Within the park's storyline, the Fire Runner event is the climax of the Cinder Festival, an Olympiad style event held by the Mura Clan that takes the form of a parkour race down the slopes of the volcano and lava fields of the realm and rooftops of parts of the village.
==History==
On August 16, 2024, the park officially announced Fire Runner, the first single-rail coaster in the Midwest. On July 18, 2025, the park held Fire Runner's media day. The ride officially opened to the public later that day.

On January 2, 2026, Fire Runner received USA Today's 10 BEST Choice Awards 'Best New Theme Park Attraction' award. A flythrough tunnel would be added for the 2026 season.

==Ride experience==
===Layout===
The lava tube entrance of the attraction features a photo-opportunity allowing guests to sit on a throne and be crowned as a Fire Runner champion.

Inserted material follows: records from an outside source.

PR #5044, opened 2026-08-28
Draw the podcast header's category in the podcast's tint

kean:
| 📘 Part of: # |
|:---:|

The category in the podcast header opens Discover filtered by it, but it was drawn in `primaryText01` with nothing to suggest it was tappable — you had to know. It now gets the same treatment the author got in #5040 when it leads to a network: the podcast's own tint colour.

- One line in `displayCategoryAndAuthor`, setting `foregroundColor` on the category run the same way the author already does. The `·` separator and the explicit badge keep the text colour, so only the two tappable parts are tinted.
- `networkTint` becomes `linkTint`, since it now marks both parts of the line rather than just the network.
- The author is still plain text when the podcast has no network, so a podcast outside a network shows a tinted category next to a plain author.

## To test

1. Open any podcast and tap its title to expand the header — the "Category · Author" line appears.
2. The category should now be drawn in the podcast's tint colour rather than the text colour. Tap it: Discover opens, filtered by that category, as before.
3. Open a podcast that belongs to a network (Analog(ue) on Relay, with `networkDiscovery` on) — category and author are both tinted, the `·` between them isn't.
4. Open a podcast with no network — the category is tinted, the author stays plain text and isn't tappable.
5. Switch themes, including the dark ones, and check the tint stays legible against the header background.

## Checklist

### DIFF
--- a/PocketCastsTests/Tests/Podcasts/PodcastHeaderViewModelTests.swift
+++ b/PocketCastsTests/Tests/Podcasts/PodcastHeaderViewModelTests.swift
@@ -20,14 +20,14 @@ final class PodcastHeaderViewModelTests: XCTestCase {
     }
 
     func testTheAuthorOpensTheNetworkThePodcastBelongsTo() {
-        let line = viewModel(networkListId: "cdb75bc0-9f5a-4217-b1ca-f573821a7913").displayCategoryAndAuthor(networkTint: .red)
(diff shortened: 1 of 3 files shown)


dangermattic:
<table>
  <thead>
    <tr>
      <th width="50"></th>
          1 Warning
      </th>
     </tr>
  </thead>
  <tbody>
    <tr>
      <td>:warning:</td>
    </tr>
  </tbody>
</table>

</p>

PR #5055, opened 2026-09-02
Support text/plain podcast transcripts

kean:
| 📘 Part of: # |
|:---:|

Fixes PCIOS-910

Feeds hosted on Transistor advertise their transcripts as `text/plain` (for example every episode of *The 80,000 Hours Podcast*). `TranscriptFormat` only knew about `text/vtt`, `application/srt`, `application/json` and `text/html`, so `transcriptFormat` resolved to `nil` and the player showed a "this format is not supported" error instead of the transcript.

Adds `text/plain` as a supported format, rendered as untimed text like the existing HTML transcripts (no cues, so no karaoke highlighting — plain text carries no timings). It sits last in `supportedFormats`, so a timed transcript is still preferred whenever a feed offers one. Media type matching now also ignores parameters and case, so `text/plain; charset=utf-8` resolves the same way.

## To test

1. Search for and follow *The 80,000 Hours Podcast*.
2. Open any episode and tap the transcript button in the player.
3. The transcript is displayed. On trunk this shows "Sorry, we can't display this transcript" with a `text/plain` format error.
4. Open an episode of a podcast with a VTT transcript (most shows) and confirm transcripts still highlight along with playback.

## Checklist

### DIFF
--- a/CHANGELOG.md
+++ b/CHANGELOG.md
@@ -1,6 +1,7 @@
 8.21
 -----
 - Fix New Episodes push notifications still arriving after turning off Profile → Settings → Notifications → New Episodes [#5039](https://github.com/Automattic/pocket-casts-ios/pull/5039)
+- Fix transcripts not showing for podcasts whose feeds serve them as plain text, such as those hosted on Transistor [#5055](https://github.com/Automattic/pocket-casts-ios/pull/5055)
 
 8.20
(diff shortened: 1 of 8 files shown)


kean:
It works.

Screenshot 2026-09-03 at 2 28 52 PM

PR #5057, opened 2026-09-02
Keep the download task id of an in-flight download

kean:
| 📘 Part of: # |
|:---:|

Fixes PCIOS-867

Episodes auto-added to Up Next sometimes stayed at "not downloaded" forever, with no error — even though the download really ran and received data.

`addToQueue` writes `episode.downloadTaskId` as soon as an episode is queued, but the real `URLSessionDownloadTask` is only created later, after `updatePodcastIfRequired` returns (seconds to minutes on a background-refresh launch). `clearStuckDownloads()` treats "has a `downloadTaskId` but no live task" as stale and nulls the column, so when it ran inside that window it wiped the mapping — and `resumeDownload()` never wrote it back, it only set `taskDescription` on the task. From then on `episodeForTask` looked the episode up by a `downloadTaskId` that no longer matched anything, and every callback bailed out, including `didFinishDownloadingTo`, whose temporary file iOS deletes as soon as it returns.

Two changes:

- `performDownload` re-asserts `downloadTaskId` right before the task is created, so the lookup used by the delegate callbacks is correct no matter what happened while the download was being prepared. This also stops `clearStuckDownloads()` from cancelling the live task for an episode it can no longer resolve.
- `clearStuckDownloads()` skips episodes whose download was attempted in the last minute, closing the remaining window between it reading the episode list and the task actually being created.

The new `DataManager.saveEpisode(downloadTaskId:episode:)` writes only that column, so re-asserting it doesn't disturb the episode's download status (which matters for episodes being buffered for streaming).

## To test

The race is timing-dependent, so the regression tests are the reliable check: `DownloadManagerStuckDownloadsTests` fails on trunk and passes here.

1. Enable Settings > Auto Download > Up Next.
2. Play an episode so new episodes get added to Up Next, and background the app so a background refresh triggers a launch.
3. Episodes added to Up Next download to completion rather than staying at "not downloaded".
4. Start a download, force-quit the app mid-download, relaunch: the download resumes or is re-queued as before.

## Checklist

### DIFF
--- a/Modules/Sources/PocketCastsDataModel/Private/Managers/EpisodeDataManager.swift
+++ b/Modules/Sources/PocketCastsDataModel/Private/Managers/EpisodeDataManager.swift
@@ -857,6 +857,12 @@ class EpisodeDataManager {
         save(fields: fields, values: values, dbQueue: dbQueue)
     }
 
+    func saveEpisode(downloadTaskId: String?, episode: Episode, dbQueue: PCDBQueue) {
+        episode.downloadTaskId = downloadTaskId
+
+        save(fieldName: "downloadTaskId", value: DBUtils.replaceNilWithNull(value: downloadTaskId), episodeId: episode.id, dbQueue: dbQueue)
+    }
+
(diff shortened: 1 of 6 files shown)


pocketcasts:

PR #5066, opened 2026-09-04
Run the network header collage under the navigation bar

kean:
| 📘 Part of: # |
|:---:|

Runs the collection header's collage up to the top of the screen so it sits behind the transparent iOS 26 navigation bar, instead of starting below it.

The collage strip's fixed 140pt height is replaced by a constraint pinning its *bottom* 140pt below the header's top, so only its top constant moves. `collageTopBleed` pulls that top up by the safe-area inset. The avatar, subtitle, title and description are all measured from the strip's bottom, so nothing below it shifts and the header's height is unchanged.

Gated on `LiquidGlass.isEnabled && podcastCollection != nil`: pre-26 bars are opaque so there'd be nothing to see behind them, and a header-less screen (descriptive list) has no collage.

Two knock-on fixes the dark strip forces:

- **Navigation title** would sit dark on dark. It now lives in a `titleView` label that fades in once the header's own title scrolls under the bar — the pattern `PodcastViewController` and `PlaylistDetailViewController` already use.
- **Status bar** takes `.lightContent` while the collage is behind it.

Both thresholds are measured off the live header — `headerBottom(of:)` converts one of its subviews into the controller's coordinates — rather than off hardcoded heights, so they flip at the right moment at any Dynamic Type size and revert once the header scrolls away.

Also pushes the controller onto a root controller in the previews instead of making it the root, so previews carry the back button the real screen has.

## To test

1. Discover → scroll to the networks row → tap a network.
2. The dark collage runs to the top of the screen, behind the navigation bar — no white band above it.
3. The avatar, "NETWORK", the name and the description sit exactly where they did before.
4. The status bar glyphs are light over the collage, and go back to the theme's style once you scroll past it.
5. The navigation bar has no title at rest; scroll until the header's own title passes under the bar and the network name fades in there.
6. Pull down past the top and let go — the collage returns to the top edge.
7. Repeat 1–5 in a dark theme, and at a large Dynamic Type size.
8. Discover → a curated collection ("Show all" on a collection row) gets the same treatment.
9. Discover → a `descriptive_list` item still has no header, and keeps its always-visible navigation title.
10. On iOS 18, every one of these screens looks the way it did before: opaque bar, collage starting below it.

## Checklist

https://claude.ai/code/session_01S86ieisS3zwUkTdF7GvXDv

### DIFF
--- a/podcasts/DiscoverCollectionHeader.swift
+++ b/podcasts/DiscoverCollectionHeader.swift
@@ -18,6 +18,17 @@ class DiscoverCollectionHeader: UICollectionReusableView {
         }
     }
 
+    @IBOutlet var collageTopConstraint: NSLayoutConstraint!
+
+    /// How far the collage runs above the header, so that it fills the space behind the
+    /// navigation bar. Its bottom is pinned to the header, so the avatar and everything
+    /// below it stay put however far it bleeds.
+    var collageTopBleed: CGFloat = 0 {
+        didSet {
+            collageTopConstraint.constant = -collageTopBleed
+        }
+    }
+
     @IBOutlet var avatarImageView: UIImageView! {
         didSet {
             avatarImageView.layer.cornerRadius = 40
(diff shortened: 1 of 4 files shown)


dangermattic:
<table>
  <thead>
    <tr>
      <th width="50"></th>
          1 Warning
      </th>
     </tr>
  </thead>
  <tbody>
    <tr>
      <td>:warning:</td>
    </tr>
  </tbody>
</table>
<table>
  <thead>
    <tr>
      <th width="50"></th>
          1 Message
      </th>
     </tr>
  </thead>
  <tbody>
    <tr>
      <td>:book:</td>
    </tr>
  </tbody>
</table>

</p>

pocketcasts:

PR #5069, opened 2026-09-04
Fix Hashable violation in PodcastFolderSearchResult

kean:
| 📘 Part of: # |
|:---:|

Fixes a `EXC_BREAKPOINT` crash reported from `LazyLayoutViewCache.addItem`:

```
Fatal error: Duplicate keys of type 'Canonical' were found in a Dictionary.
This usually means either that the type violates Hashable's requirements, or
that members of such a dictionary were mutated after insertion.
```

`PodcastFolderSearchResult` declares `Hashable` and hand-writes `==` over `kind` and `uuid`, but lets the compiler synthesize `hash(into:)` over all seven stored properties. Two results for the same podcast with a different `title`, `author`, `isLocal`, `explicit` or `isVideo` are therefore equal but hash differently, which makes `Set`/`Dictionary` behaviour undefined.

That type is the identity of `SearchHistoryView`'s `ForEach(searchHistory.entries, id: \.self)` (via `SearchHistoryEntry`), inside the `LazyVStack` in `SearchListView`. `LazyLayoutViewCache` is a dictionary that outlives a single update, so when `SearchHistoryModel.updateFolders()` rewrites a folder entry in place — same uuid, new name — inserting the new key finds the stale-but-equal one during probing and traps. Intermittent, because it depends on the two hashes landing in the same probe run.

This PR adds a `hash(into:)` that matches `==`. It also de-duplicates the results returned by `PodcastSearchTask.search(term:)`: the API can repeat a podcast, and `OnboardingRecommendationsView` feeds that array straight into a `LazyVStack` `ForEach` keyed by uuid, which would crash the same way.

Unit tests cover the hash/equality consistency, the `Set` behaviour, podcast-vs-folder results sharing a uuid, and the de-duplication. Removing `hash(into:)` fails three of them.

## To test

There is no reliable manual repro — the crash depends on hash bucketing. The regression is covered by tests:

1. Run `PocketCastsServerTests/PodcastFolderSearchResultTests` (6 tests).
2. Run `PocketCastsTests/SearchHistoryModelTests` (8 tests).
3. Sanity-check search still behaves: open Search, search for a podcast, tap a result, reopen Search and confirm it shows in Recent.
4. With a Plus account, tap a folder from search results, rename the folder, and reopen Search — the Recent row should show the new name and not crash.

## Checklist

### DIFF
--- a/Modules/Sources/PocketCastsServer/Public/Search/PodcastSearchTask.swift
+++ b/Modules/Sources/PocketCastsServer/Public/Search/PodcastSearchTask.swift
@@ -97,6 +97,11 @@ public struct PodcastFolderSearchResult: Codable, Hashable {
     public static func ==(lhs: PodcastFolderSearchResult, rhs: PodcastFolderSearchResult) -> Bool {
         lhs.kind == rhs.kind && lhs.uuid == rhs.uuid
     }
+
+    public func hash(into hasher: inout Hasher) {
+        hasher.combine(kind)
+        hasher.combine(uuid)
+    }
 }
 
 extension PodcastFolderSearchResult: Identifiable {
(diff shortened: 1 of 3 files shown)


pocketcasts:

PR #5078, opened 2026-09-08
Add the What's New message detail screen

kean:
|:---:|

Part of PCIOS-927, PCIOS-928

Opens a feed row onto its message: a horizontal pager over `content.pages` with page indicators (hidden for single-page messages), each page scrolling vertically under a translucent navigation bar. Renders every block the app models — `heading`, `paragraph`, `image` (sized from the published `width`/`height` so the page doesn't reflow on load), `video`, and `action`. Tapping a row pushes the detail and marks the message read.

Videos autoplay muted and looping over their poster, only while their page is on screen; Reduce Motion, Low Power Mode, or a load failure leaves the poster up with a play button. The audio is taken off the item rather than only muted, since a muted player still claims the shared audio session and would interrupt whatever is playing in another app. Sidecar WebVTT captions are parsed with SwiftSubtitles, already used by transcripts.

Decisions worth flagging:

- **The action allowlist is by scheme.** `WhatsNewLink` resolves a URL before the button is drawn: `pktc://` routes as a deep link, `https://` opens in an in-app Safari view, everything else is dropped and logged with no button rendered. A host allowlist would break research links to third-party surveys. This answers the plan's open "link/deep-link allowlist" question.
- **`pocketcasts://` is accepted as an alias for `pktc://`**, since the plan's examples use it and the app doesn't register it. The feed could publish `pktc://` instead and the alias would go.
- **Actions are pinned to the bottom of the page** rather than drawn where the catalog put them, so a button stays reachable however far the content scrolls.
- **Media is capped at ~52% of the page height**, so portrait screenshots narrow instead of pushing text off screen while landscape images still fill the width.
- **A message this build can't draw never reaches the feed.** Every block on a page can be dropped — an action the allowlist rejects is the app's own doing — and a message left with no pages would open onto an empty pager.
- **Read state stays in the feed view model**, the only path onto this screen; syncing is PCIOS-924, analytics PCIOS-933, and `poll` stays dropped by decoding until its contract exists.

The mock catalog gains a `known_issue` message built around a video and a long release notes message that has to scroll, and its media now points at assets that actually load, so the previews render something.

## To test

No entry point yet (PCIOS-925), so this is reviewed through the previews:

1. `WhatsNewFeedView.swift` → "Feed in a navigation controller". Tap a row — the message opens and its dot clears when you come back.
2. `WhatsNewMessageView.swift`: "Multiple pages" swipes with the dots tracking, "Try transcripts" switches to the Podcasts tab, "A single page" shows no dots, "A long page" scrolls under the bar with its button staying put, "A video demo" plays.
3. `WhatsNewMessageView_Previews` renders the secondary call to action once per theme.
4. `WhatsNewVideoView.swift` previews — check autoplay, tap to pause, and looping, and that a podcast playing in another app keeps going.
5. Turn on Reduce Motion or Low Power Mode and reopen a video: it waits on its poster until tapped.
6. At the largest accessibility text size, text grows and the page scrolls instead of clipping.

## Checklist

### DIFF
--- a/Modules/Sources/PocketCastsServer/Public/WhatsNew/WhatsNewCatalog+Mock.swift
+++ b/Modules/Sources/PocketCastsServer/Public/WhatsNew/WhatsNewCatalog+Mock.swift
@@ -5,7 +5,7 @@ public extension WhatsNewCatalog {
     ///
     /// The messages are published relative to now rather than on fixed dates, so the feed keeps
     /// rendering the same spread of relative dates however long after this was written it's read.
-    static let mock = mock(publishedDaysAgo: [0, 8, 27, 36, 62])
+    static let mock = mock(publishedDaysAgo: [0, 8, 27, 36, 62, 90])
 
     /// A catalog whose messages were published the given number of days ago, most recent first.
     ///
@@ -39,8 +39,9 @@ public extension WhatsNewCatalog {
 
     /// The messages the mock catalog is built from, each missing the `$publishedAt` the catalog fills in.
     ///
-    /// The user research message carries a `poll` block the app doesn't model, so anything rendering
-    /// the mock exercises a page that drops a block and still has something left to show.
+    /// Between them they cover every message type and every block the app renders. The user research
+    /// message carries a `poll` block the app doesn't model, so anything rendering the mock exercises
+    /// a page that drops a block and still has something left to show.
     private static let mockMessages = [
         """
         {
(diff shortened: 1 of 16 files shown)


dangermattic:
<table>
  <thead>
    <tr>
      <th width="50"></th>
          1 Warning
      </th>
     </tr>
  </thead>
  <tbody>
    <tr>
      <td>:warning:</td>
    </tr>
  </tbody>
</table>

</p>

PR #5080, opened 2026-09-09
Auto download episodes added to a manual playlist

kean:
| 📘 Part of: # |
|:---:|

Fixes PCIOS-946

Turning on **Auto Download** in Playlist Options for a manual playlist had no effect until the next server sync: the user had to tap download on each episode manually.

`PlaylistManager.checkForAutoDownloads()` was only ever invoked from `ServerSyncManager.performActionsAfterSync()`. Adding an episode to a manual playlist goes through `DataManager.add(episodes:to:)`, which writes the join rows and nothing else, so nothing queued a download. The auto-download logic itself was already correct for manual playlists — `PlaylistQueryBuilder.query(clause:for:...)` branches on `playlist.manual`, and `EpisodeFilter.maxAutoDownloadEpisodes()` falls back to `Constants.Values.defaultPlaylistDownloadLimit`.

### What changed

`PlaylistManager` gains a per-playlist entry point:

- `queueAutoDownloads(for:downloadsAllowedNow:dataManager:downloadManager:)` holds the logic that used to be inline in the loop, with the dependencies injectable so it can be unit tested. It keeps the existing wifi/mobile-data gate (`NetworkUtils.shared.isConnectedToUnexpensiveConnection()` / `Settings.autoDownloadMobileDataAllowed()`) and the `queueForLaterDownload` vs `addToQueue` split, and still skips episodes that are already downloaded or queued.
- `checkForAutoDownloads(in:)` runs that off the main thread and posts `manyEpisodesChanged` when it queued anything, so the episode rows pick up the new download state.
- `checkForAutoDownloads()` (the sync path) is now a loop over the same function. Its behaviour is unchanged.

It is called from every path that adds episodes to a manual playlist:

- `ManualPlaylistsChooserViewController.doneTapped()` — single and multi-episode. This also covers `MultiSelectHelper.addToPlaylist` and the `SwipeActionsHelper` add-to-playlist swipe, which both present this chooser.
- `LocalSearchCoordinator.handleAddEpisode` — the search screen `PlaylistDetailViewController.addEpisodes()` presents.
- `NewPlaylistViewController` — both the `.addEpisode` and `.addEpisodes` creation branches. `EpisodeFilter.makeDefault()` leaves auto download off, so this is a no-op today; it's here so the invariant holds at every add path rather than depending on that default.

### Turning the toggle on downloads existing episodes

The reporter's screenshot implies they expect flipping the switch to download what's already in the playlist, not just what they add afterwards. **That is the behaviour shipped here.** `FilterEditOptionsViewController.viewWillDisappear` and the playlist picker in `DownloadSettingsViewController` both run the check after saving, and it scans the whole playlist up to the auto-download limit. It is idempotent — episodes already downloaded or queued are skipped — so dismissing the options screen repeatedly costs one query.

### Related

`PCIOS-867` (PR #5057, in progress) is a `downloadTaskId` race between `addToQueue` and `clearStuckDownloads()` that can silently drop an auto-download that did start. It compounds this bug: with this PR the downloads are now queued promptly, but until #5057 lands some of them can still be dropped on a background-refresh launch. Worth landing both before closing out the user report.

## To test

1. Create a manual playlist and add a couple of episodes to it.
2. Open **Playlist Options** and turn **Auto Download** on, then leave the screen.
3. The episodes already in the playlist start downloading.
4. Add another episode to the playlist — via the playlist's "Add Episodes" search, the episode detail "Add to Playlist", a swipe on an episode row, or multi-select — and confirm it starts downloading straight away, without waiting for a sync.
5. Repeat step 4 with **Settings → Downloads → Only on WiFi** and mobile data active: the episode should show *Waiting for WiFi* rather than downloading.
6. Turn Auto Download off and add another episode: nothing should download.

## Checklist

https://claude.ai/code/session_01ELNEVm8HCgqS7qJhhhvcmC

### DIFF
--- a/PocketCastsTests/Tests/Playlists/PlaylistManagerAutoDownloadTests.swift
+++ b/PocketCastsTests/Tests/Playlists/PlaylistManagerAutoDownloadTests.swift
@@ -1,0 +1,149 @@
+import XCTest
+import PocketCastsDataModel
+@testable import podcasts
+
+final class PlaylistManagerAutoDownloadTests: DBTestCase {
+    func testQueuesEpisodeAddedToManualPlaylist() throws {
+        let playlist = makeManualPlaylist(autoDownload: true)
+        let episode = makeEpisode()
+        dataManager.add(episodes: [episode], to: playlist)
+
+        let queued = PlaylistManager.queueAutoDownloads(for: playlist, downloadsAllowedNow: false, dataManager: dataManager, downloadManager: downloadManager)
+
+        XCTAssertEqual(queued, [episode.uuid])
+        let refreshed = try XCTUnwrap(dataManager.findEpisode(uuid: episode.uuid))
+        XCTAssertEqual(refreshed.episodeStatus, DownloadStatus.waitingForWifi.rawValue)
+        XCTAssertEqual(refreshed.autoDownloadStatus, AutoDownloadStatus.autoDownloaded.rawValue)
+    }
+
+    func testDownloadsImmediatelyWhenConnectionAllowsIt() throws {
+        let playlist = makeManualPlaylist(autoDownload: true)
+        let episode = makeEpisode()
+        dataManager.add(episodes: [episode], to: playlist)
+
+        let queued = PlaylistManager.queueAutoDownloads(for: playlist, downloadsAllowedNow: true, dataManager: dataManager, downloadManager: downloadManager)
+
+        XCTAssertEqual(queued, [episode.uuid])
+        let refreshed = try XCTUnwrap(dataManager.findEpisode(uuid: episode.uuid))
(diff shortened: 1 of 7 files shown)


dangermattic:
<table>
  <thead>
    <tr>
      <th width="50"></th>
          1 Error
      </th>
     </tr>
  </thead>
  <tbody>
    <tr>
      <td>:no_entry_sign:</td>
    </tr>
  </tbody>
</table>
<table>
  <thead>
    <tr>
      <th width="50"></th>
          1 Warning
      </th>
     </tr>
  </thead>
  <tbody>
    <tr>
      <td>:warning:</td>
    </tr>
  </tbody>
</table>

</p>

pocketcasts:

PR #5081, opened 2026-09-10
Give the tab bar back when a multi-select screen goes off-screen

### LINKED ISSUE #5070: Tab bar vanishes - Quitting app is needed
### Description

When you add episodes from a podcast to a manual playlist and click the „view“ button in the banner that appears on the bottom of the player, the manual playlist opens but the tab bar is gone.

I would like to mention that this small banner at the bottom is pretty „annyoing“ as it blocks all interactions for some seconds. Would be better to have a small banner or a banner above the mini-player and tab bar.

1. Select Epsiodes from a Podcast
2. Add them to a (manual) playlist
3. click the „view“ button on the bottom Corner
4. the Tab bar and Mini Player are gone

To get the Tab bar back you need to force quit the app.

https://github.com/user-attachments/assets/94e9dac5-4bd2-4a24-98f2-0bcf192ff665

- [x] I have searched for existing bug reports.

iPhone 15 Pro Max
PocketCast Beta 8.20.0.0

kean:
Fixes PCIOS-945
Closes #5070

Multi-select hides the tab bar and mini player through `setEnclosingTabBarHidden`, which writes to the *shared* `UITabBarController` — but it's driven by a *per-screen* mode flag that only gets cleared when the user cancels or an action completes. Leaving a screen any other way left the tab bar and mini player hidden app-wide until a force quit.

The reported path: `MultiSelectHelper.addToPlaylist` never called `multiSelectActionCompleted()`, so tapping **View** in the "added to playlist" toast switched tabs with multi-select still on. It wasn't the only path — any `NavigationManager`-driven tab switch (deep link, push notification, widget, CarPlay) leaked the same way from Downloads, Starred, Listening History, Uploaded, Playlist detail, the podcast page, the profile Bookmarks list, and podcast-list edit mode. `BookmarksListView` looked covered by `.onDisappear`, but that never fires on a UIKit tab switch since the hosting view isn't removed from the hierarchy. Up Next and Folders were already safe — both reset their mode in `viewWillDisappear`.

Two changes:

- **`PCViewController` tracks the hidden tab bar** — screens call `setHidesEnclosingTabBar(_:animated:)` instead of `setEnclosingTabBarHidden(_:animated:)`. `PCViewController` remembers it, hands the tab bar and mini player back in `viewWillDisappear`, and takes them again in `viewWillAppear`, so individual screens don't need to do anything. Profile → Bookmarks is a hosting controller rather than a `PCViewController`, so it does the same in its own `viewWillAppear`/`viewWillDisappear`.
- **Add to Playlist now finishes** — the chooser gained an `onCompletion` closure, fired on Done (not on Close), wired to `multiSelectActionCompleted()`. Multi-select now exits after adding, like every other action.

## To test

1. Open a podcast, long-press an episode to enter multi-select, and select a few episodes.
2. Tap **Add to Playlist**, pick a manual playlist, tap **Done**.
3. Tap **View** in the toast — the Playlists tab opens with the tab bar and mini player intact, and the podcast screen is no longer in multi-select.
4. Re-enter multi-select on the podcast screen, then switch tabs directly — the tab bar comes back on the new tab, and returning to the podcast screen restores multi-select and hides it again.
5. Repeat step 4 on Downloads, Starred, Listening History, Uploaded, a playlist detail screen, and Profile → Bookmarks.
6. Enter podcast-list reorder mode, trigger a deep link that switches tabs (e.g. tap a push notification), and confirm the tab bar returns.

## Checklist


pocketcasts:

PR #5082, opened 2026-09-10
Answer a poll inside a What's New message

kean:
| 📘 Part of: # |
|:---:|

> [!WARNING]
> **The poll isn't fully specified yet.** The published contract only sketches one, and a response has nowhere to go, so this is a draft: the screen works end to end against mocked data while the shape of a poll and the transport for an answer are still being decided.

Adds the `poll` content block to What's New, so a User Research message can ask questions the reader answers in place instead of only linking out to a survey.

Two pieces are stubbed with `TODO:` comments until the contract lands:

- **Server parsing** — the plan publishes a single `question` with its `options` on the block itself and leaves the rest "to be defined when the poll use case is implemented". `WhatsNewPoll` decodes that shape *and* a `questions` array, so a poll can ask more than one thing without another release.
- **Sending the answers** — the destination, auth, validation, idempotency, retention and analytics for a response are all undecided, so rather than inventing an endpoint (or a task that wraps one), `WhatsNewPollViewModel.submit` records the answers in the log, waits a beat and reports success. The sending and failed states are already wired for whatever replaces it.

Behaviour worth calling out:

- A question with no options is dropped, and a poll left with nothing to ask is dropped with it, so a message never opens onto a button that can't be enabled.
- A second poll on the same page is dropped: one pinned button sends one poll's answers.
- Questions scroll with the rest of the page; only the button is pinned, so a long poll keeps it in reach.
- The whole feature stays behind the existing `whatsNewFeed` flag.

## To test

1. Enable the `whatsNewFeed` feature flag and open **Profile → What's New**.
2. Open **Exploring social features**.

The ride begins by exiting the station and immediately ascending the 92-foot-tall (29m) chain lift hill. The train then does a 180-degree turn and enters the 87-degree drop, diving and reaching a maximum speed of 52 mph (84 km/h), which when viewed from the angle of the park's entry courtyard, gives the illusion of it diving into Mura's volcano. It enters a dive loop and rises up an off-axis airtime hill, followed by an ascending, banked turnaround, where it proceeds into a banked turn to the left. The train drops and immediately traverses a cutback followed by a corkscrew. The finale features a quick dip into an over-banked turn and ends with a small ascent into the brake run.

===Trains===
Fire Runner features two, twelve-passenger trains, unlike the trains of its clone, Stunt Pilot, which feature ten-passenger trains. Riders are arranged one across in a single row. The lead train features the sculpted face of Vayla, one of the past champions of the Fire Runner event.